[Collected data]
"""

PR #11, opened 2018-01-12
TT-1613: Switch hub-policy to fetch valid IDPs using LoA in addition …

CharlesIC:
…to Transaction

Add a nullable requestedLoa parameter to IdpSelected class to prepare for the corresponding frontend release (TT-1613 release 1/3)

Authors: @CharlesIC, @MichaelWalker

### DIFF
--- a/hub/policy/src/main/java/uk/gov/ida/hub/policy/domain/IdpSelected.java
+++ b/hub/policy/src/main/java/uk/gov/ida/hub/policy/domain/IdpSelected.java
@@ -12,6 +12,8 @@ public class IdpSelected {
     private String principalIpAddress;
     @NotNull
     private Boolean registration;
+    // TODO: Make NotNull after the corresponding hub release
+    private LevelOfAssurance requestedLoa;
 
     // Required for JAXB
     @SuppressWarnings("unused")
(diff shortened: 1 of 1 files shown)


hub/policy/src/main/java/uk/gov/ida/hub/policy/domain/IdpSelected.java
```diff
@@ -23,10 +25,19 @@ public IdpSelected(String selectedIdpEntityId, String principalIpAddress) {
         this.principalIpAddress = principalIpAddress;
     }
 
+    // TODO: Remove this construtor after the corresponding hub release
     public IdpSelected(String selectedIdpEntityId, String principalIpAddress, Boolean registration) {
```
MichaelWalker: not worth changing (as the code is about to be deleted), but for the future, a slightly better pattern for this is

```
public Foo(Thing a, Thing b) {
    return new Foo(a, b, null);
}

public Foo(Thing a, Thing b, Thing c) {
    this.a = a;
    this.b = b;
    this.c = c;
}
```

That way we only have to do the setting once, we cut down the code duplication, and the intention is a little clearer.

"""

> _EXERCISE AIM_: Every line from the one containing "(diff shortened: 1 of 1 files shown)" through the final line of the data above is to be restated word for word, and nothing more.

> _EXERCISE RESULT_:
(diff shortened: 1 of 1 files shown)


hub/policy/src/main/java/uk/gov/ida/hub/policy/domain/IdpSelected.java
```diff
@@ -23,10 +25,19 @@ public IdpSelected(String selectedIdpEntityId, String principalIpAddress) {
         this.principalIpAddress = principalIpAddress;
     }
 
+    // TODO: Remove this construtor after the corresponding hub release
     public IdpSelected(String selectedIdpEntityId, String principalIpAddress, Boolean registration) {
```
MichaelWalker: not worth changing (as the code is about to be deleted), but for the future, a slightly better pattern for this is

```
public Foo(Thing a, Thing b) {
    return new Foo(a, b, null);
}

public Foo(Thing a, Thing b, Thing c) {
    this.a = a;
    this.b = b;
    this.c = c;
}
```

That way we only have to do the setting once, we cut down the code duplication, and the intention is a little clearer.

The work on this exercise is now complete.